\( \begin{array}{cl}\text { Figure } & \text { Volume } \\ -\vee \text { Sphere } & \text { a. } V=\pi r^{2} h \\ -\vee \text { Rectangular Solid } & \text { b. } V=l w h \\ -\vee \text { Right Circular Cylinder } & \text { c. } V=\frac{4}{3} \pi r^{3}\end{array} \)
Upstudy AI Solution
Answer
Solution

Sign in to Unlock Answers for Free!
A Learning Platform Trusted by Millions of Real Students and Teachers.

Answered by UpStudy AI and reviewed by a Professional Tutor
Extra Insights
Did you know that the formula for the volume of a sphere, \( V = \frac{4}{3} \pi r^3 \), was first derived by the ancient Greek mathematician Archimedes?

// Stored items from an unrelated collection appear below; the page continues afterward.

Issue #5576, opened 2019-10-07
Use profile speeds without overwriting with max_speeds - enhancement


siljuovix:
According to the current version of car.lua,  WayHandlers.maxspeed is called after WayHandlers.speed in:

https://github.com/Project-OSRM/osrm-backend/blob/f520379419aa2d5f11b6c0dfa25fb16967f63e04/profiles/car.lua#L420-L425
which overwrites the speeds with the maximum speed values.
https://github.com/Project-OSRM/osrm-backend/blob/f520379419aa2d5f11b6c0dfa25fb16967f63e04/profiles/lib/way_handlers.lua#L440-L447
It seems more reasonable that, if we specify a default speed per road in:

https://github.com/Project-OSRM/osrm-backend/blob/f520379419aa2d5f11b6c0dfa25fb16967f63e04/profiles/car.lua#L140-L156

Then we only use (max speed *0.8)  if result.forward_speed or result.backward_speed don’t have a value assigned still. 

And finally, only assign the default speed if the parse_maxspeed function returns 0.

This could be done by assigning result.forward_speed = -1 instead of profile.default_speed

https://github.com/Project-OSRM/osrm-backend/blob/f520379419aa2d5f11b6c0dfa25fb16967f63e04/profiles/lib/way_handlers.lua#L293-L299

and then in WayHandlers.maxspeed function we can assign result.forward_speed = forward * profile.speed_reduction only if result.forward_speed == -1.

Looking forward to having your input on this. Thanks in advance.

PR #6002, opened 2021-04-02
Process maxspeed tag before surface, smoothness, and tracktype tags

flother:
Let's say we have a tertiary road with the following tags:

- `maxspeed=60`
- `surface=gravel`
- `smoothness=horrible`

The `maxspeed` tag tells us the legal speed limit, but the `surface` and `smoothness` tags have much more effect on the real-world speed of a car. In the default car profile, the [gravel surface sets a driving speed of 40kph](https://github.com/Project-OSRM/osrm-backend/blob/41dda32546399f1dc12af1de41668993de44c7dc/profiles/car.lua#L223), and the [horrible smoothness sets a driving speed of 10kph](https://github.com/Project-OSRM/osrm-backend/blob/41dda32546399f1dc12af1de41668993de44c7dc/profiles/car.lua#L255). It seems to me that the tags should be processed in this order:

1. `maxspeed`
2. `surface`
3. `smoothness`

That is, `maxspeed` can be overridden by the `surface` tag, which can in turn be overridden by the `smoothness` tag. In the case of our secondary road, it would start with a driving speed of 60kph (from `maxspeed`), which would be reduced to 40kph (from `surface`), and end at 10kph (from `smoothness`).

However, before this change, the `maxspeed` tag is processed *after* `surface` and `smoothness`: our road starts with a driving speed of 40kph (from `surface`), it's reduced to 10kph (from `smoothness`), and then *increased* to 60kph (from `maxspeed`).

This change alters the processing order so that `maxspeed` is processed first, giving it the lowest priority of these three tags.

### DIFF
--- a/profiles/car.lua
+++ b/profiles/car.lua
@@ -431,8 +431,8 @@ function process_way(profile, way, result, relations)
     WayHandlers.hov,
 
     -- compute speed taking into account way type, maxspeed tags, etc.
-    WayHandlers.maxspeed,
     WayHandlers.speed,
+    WayHandlers.maxspeed,
     WayHandlers.surface,
     WayHandlers.penalties,
 
--- a/profiles/car.lua
+++ b/profiles/car.lua
@@ -431,9 +431,9 @@ function process_way(profile, way, result, relations)
     WayHandlers.hov,
 
     -- compute speed taking into account way type, maxspeed tags, etc.
+    WayHandlers.maxspeed,
     WayHandlers.speed,
     WayHandlers.surface,
-    WayHandlers.maxspeed,
     WayHandlers.penalties,
 
     -- compute class labels


mjjbell:
It looks like there is [historical precedent](https://github.com/Project-OSRM/osrm-backend/blob/master/features/car/maxspeed.feature#L33) for `maxspeed` to override the speed assigned by highway type, which is why the tests are failing.

There aren't any tests that reference surface characteristics, so the ordering could be
```
    WayHandlers.speed,
    WayHandlers.maxspeed,
    WayHandlers.surface,
 ```
 
However, in principle I can see why `maxspeed` would always take precedence as its value is specific to the road, whereas surface speeds are estimates for all roads of that type.

Is the example provided you hypothetical, or do you see this issue occurring in OSM?

systemed:
> Is the example you provided hypothetical, or do you see this issue occurring in OSM?

It's moderately common in some US states where bulk edits have been done to add a county-wide speed limit to all roads. First example I stumbled across: https://www.openstreetmap.org/way/14761419

flother:
> Is the example you provided hypothetical, or do you see this issue occurring in OSM?

Similar to what @systemed said, in Iceland (where I use OSRM) the speed limit on rural gravel roads is 80kph (50mph) and many of the roads have the `maxspeed=80` tag set in OSM. But, to take [Hrafnseyrarvegur](https://www.openstreetmap.org/way/681497979) as an example, you wouldn't travel at 80kph if you value your paintwork or your suspension. Here's a [photo from the road](https://ja.is/kort/?x=296832&y=598739&nz=9.46&ja360=1&jh=166.1) as an example of the road conditions there.

I came across this while I was looking into why OSRM was recommending a poorly-maintained gravel road (`maxspeed=80`) over a parallel well-maintained asphalt road (`maxspeed=90`). It turns out that the asphalt road has advisory speed limits of 50kph on a few sharp bends, and they too were tagged on OSM (as `maxspeed=50`, though `maxspeed:advisory=50` would be more accurate). In this particular case taking the surface and smoothness would have been an improvement.

If there's a consensus on what should be done here (if anything) I'm willing to have a go at fixing the tests.

mjjbell:
> It's moderately common in some US states where bulk edits have been done to add a county-wide speed limit to all roads. First example I stumbled across: https://www.openstreetmap.org/way/14761419

>  in Iceland (where I use OSRM) the speed limit on rural gravel roads is 80kph (50mph) and many of the roads have the maxspeed=80 tag set in OSM. But, to take Hrafnseyrarvegur as an example, you wouldn't travel at 80kph if you value your paintwork or your suspension. Here's a photo from the road as an example of the road conditions there.

Thanks, sounds like relying on `maxspeed` is not the best option.

With regards to the tests, the use of `maxspeed` over highway speed seems to go [back a long way](https://github.com/Project-OSRM/osrm-backend/commit/572b17640167b8cdd9a9421e0094954e8e60f4b1) and its use as a heuristic has changed over time ([1](https://github.com/Project-OSRM/osrm-backend/commit/9e64ccdbf279b76030563421c7488d0b8f1f8f46), [2](https://github.com/Project-OSRM/osrm-backend/pull/989), [3](https://github.com/frodrigo/osrm-backend/commit/3c5b2286a3fc16aa69220350c7855d3a5229e4c9)), so it's not clear how much of original reasoning still applies in the face of non-specific bulk edits.  

In which case, the ordering mentioned above seems like a good intermediate step. It will fix your issue without breaking the tests (and anyone who may currently rely on that behaviour).

Related: #5576

flother:
Your suggested reordering makes much more sense: handle default profile speeds first, then maxspeed tags, and then surface/tracktype/smoothness tags. I've just updated the PR to use that order. Now, to use a hypothetical road with these tags:

- `highway=tertiary`
- `maxspeed=60`
- `surface=gravel`
- `smoothness=intermediate`

The speed would be processed like this:

1. Get the default speed from the profile (`tertiary = 40` on [line 150](https://github.com/Project-OSRM/osrm-backend/blob/ec36319232f6b6558080c5586d21fc0bd150de44/profiles/car.lua#L150) of `car.lua`)
2. Change speed to 60 using `maxspeed` tag (`WayHandlers.maxspeed` function in `way_handlers.lua`, [lines 434–447](https://github.com/Project-OSRM/osrm-backend/blob/ec36319232f6b6558080c5586d21fc0bd150de44/profiles/lib/way_handlers.lua#L434-L447))
3. Change speed to 40 using `surface` tag (`WayHandlers.surface` function in `way_handlers.lua`, [lines 360-363](https://github.com/Project-OSRM/osrm-backend/blob/ec36319232f6b6558080c5586d21fc0bd150de44/profiles/lib/way_handlers.lua#L360-L363))
4. Check speed according to `smoothness` tag — but because it's higher than the speed according to the `surface` tag, leave the speed unchanged (`WayHandlers.surface` function again, [lines 368-371](https://github.com/Project-OSRM/osrm-backend/blob/ec36319232f6b6558080c5586d21fc0bd150de44/profiles/lib/way_handlers.lua#L368-L371))

I've left a bit more detail in the message for [commit `ab471c51`](https://github.com/Project-OSRM/osrm-backend/pull/6002/commits/ab471c515d435d1489f627e207fa2026e2162dd9).

mjjbell (approved):
LGTM. Thanks :+1:

PR #6020, opened 2021-04-24
Increase PackedOSMIDs size to 34 bits

### LINKED ISSUE #6016: wrong node number in route
I would like to note you for a small mistake in your api.
When you run your api:
http://router.project-osrm.org/route/v1/driving/14.89857049,50.4026181;14.9366725,50.3229582?alternatives=false&annotations=nodes

All nodes are right from the same area in Czech Republic, but node nr.34819412 is from Norway!!!

I've treated it in my application, but it can be unpleasantly for others...

mjjbell:
# Issue
OSM node [2^33](https://www.openstreetmap.org/node/8589934592) was created in early April 2021. This and all subsequently created IDs will be overflowing OSRM node storage which only supports 33 bit IDs.
Bump the number of bits to 34 to double node ID capacity. This is a breaking change to the data format as it alters the layout of `.osrm.nbg_nodes`.

# Impact
Increases size of file `.osrm.nbg_nodes` and its in-memory representation by ~1%
E.g. `germany-latest.osrm.nbg_nodes` increases from 379,732,480 to 383,647,232 bytes.

## Tasklist

 - [ ] review
 - [ ] adjust for comments

## Requirements / Relations
Fixes #6016

### DIFF
--- a/CHANGELOG.md
+++ b/CHANGELOG.md
@@ -4,6 +4,7 @@
       - FIXED: Upgrade to @mapbox/node-pre-gyp fix various bugs with Node 12/14 [#5991](https://github.com/Project-OSRM/osrm-backend/pull/5991)
       - FIXED: `valid` type in documentation examples [#5990](https://github.com/Project-OSRM/osrm-backend/issues/5990)
       - FIXED: Remove redundant loading of .osrm.cell_metrics [#6019](https://github.com/Project-OSRM/osrm-backend/issues/6019)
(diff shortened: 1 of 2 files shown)


danpat (approved):

Lv200:
I also met the problem several days ago, and I changed the bit parameter in my branch.
And I thought 34 is just enough for now, maybe the bit parameter should be set larger for future, 45 can be used for a long time.

PR #6045, opened 2021-06-03
Lazily generate optional route path data

mjjbell:
# Issue

Currently route results are annotated with additional path information, such as geometries, turn-by-turn steps and other metadata.

These annotations are generated even if they are not requested or returned in the response. Datasets needed to generate these annotations are loaded and available to the OSRM process even when unused.

This PR is a first step towards making the loading of these datasets optional. We refactor the code so that route annotations are only generated if explicitly requested and needed in the response

Specifically, we change the following annotations to be lazily generated:
- Turn-by-turn steps
- Route overview geometry
- Route segment metadata 

For example. a `/route/v1` request with
`steps=false&overview=false&annotations=false`
would no longer call the following data facade methods:
- `GetOSMNodeIDOfNode`
- `GetTurnInstructionForEdgeID`
- `GetNameIndex`
- `GetNameForID`
- `GetRefForID`
- `GetTurnInstructionForEdgeID`
- `GetClassData`
- `IsLeftHandDriving`
- `GetTravelMode`
- `IsSegregated`
- `PreTurnBearing`
- `PostTurnBearing`
- `HasLaneData`
- `GetLaneData`
- `GetEntryClass`

Requests that include segment metadata and/or overview geometry but not turn-by-turn instructions will also benefit from this, although there is some interdependency with the step instructions - a call to `GetTurnInstructionForEdgeID` is still required.
Requests for OSM annotations will understandably still need to call `GetOSMNodeIDOfNode`.

Making these changes unlocks the optional loading of data contained in
the following OSRM files:
- `osrm.names`
- `osrm.icd`
- `osrm.nbg_nodes` (partial)
- `osrm.ebg_nodes` (partial)
- `osrm.edges`

## Tasklist

 - [ ] review
 - [ ] adjust for comments

## Requirements / Relations
#5838

### DIFF
--- a/CHANGELOG.md
+++ b/CHANGELOG.md
@@ -34,6 +34,8 @@
       - FIXED: Fixed Node docs generation check in CI. [#6058](https://github.com/Project-OSRM/osrm-backend/pull/6058)
       - CHANGED: Docker build, enabled arm64 build layer [#6172](https://github.com/Project-OSRM/osrm-backend/pull/6172)
       - CHANGED: Docker build, enabled apt-get update/install caching in separate layer for build phase [#6175](https://github.com/Project-OSRM/osrm-backend/pull/6175)
+    - Routing:
+      - CHANGED: Lazily generate optional route path data [#6045](https://github.com/Project-OSRM/osrm-backend/pull/6045)
 
 # 5.26.0
   - Changes from 5.25.0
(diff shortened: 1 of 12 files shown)


mjjbell:
After this change, and assuming a mechanism is implemented for optionally loading datasets, I estimate about ~15% memory saving when using the default car profile.
E.g. for `france-latest`, it would save about 700MB.

TheMarex:
This is great!

SiarheiFedartsou (approved):

PR #525, opened 2017-10-23
wonder if these run first time

stemount:
i propose these tweaks as it makes the build time quicker.


stemount:
this is in the other PR now. closing this PR.

PR #526, opened 2017-10-24
PAR-865 added correct config mapping for approved enforcement actions

jon-edery:
This config update fixes the approve state reffrences for enforcement actions as in the backend we are saving "approved" to indicate an approved action not "allowed".

I have kept the old reference in case this is needed for data that has been migrated as allowed to ensure this does not cause any regressions.


kalpaitch:
Think better to correct the mistake and have only one state for 'Approved', traditionally this was `allowed`. It would defeat the point of having knowing what state an action is in having this. Can do hook update to correct any incorrectly entered data.

jon-edery:
Agreed ill get the latest version of the live db today check the data update if required and remove the old reference.

stemount:
yea, we definitely need a new database dump.

jon-edery:
Fix added in PAR-421 branch.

He discovered this relationship while trying to figure out how to measure the volume of irregular shapes and was so excited about his findings that he supposedly exclaimed, "Eureka!" This impressive formula not only showcases the beauty of geometry but also highlights how mathematics has been a pivotal part of human history. In real-world applications, understanding these volume formulas is crucial. For example, when designing containers or even planning the amount of concrete needed for a spherical water tank, knowing how to accurately use the formulas for a sphere, rectangular solid, and right circular cylinder can save both time and resources! Whether you're a budding engineer or just DIYing at home, these formulas can make a significant difference in your projects.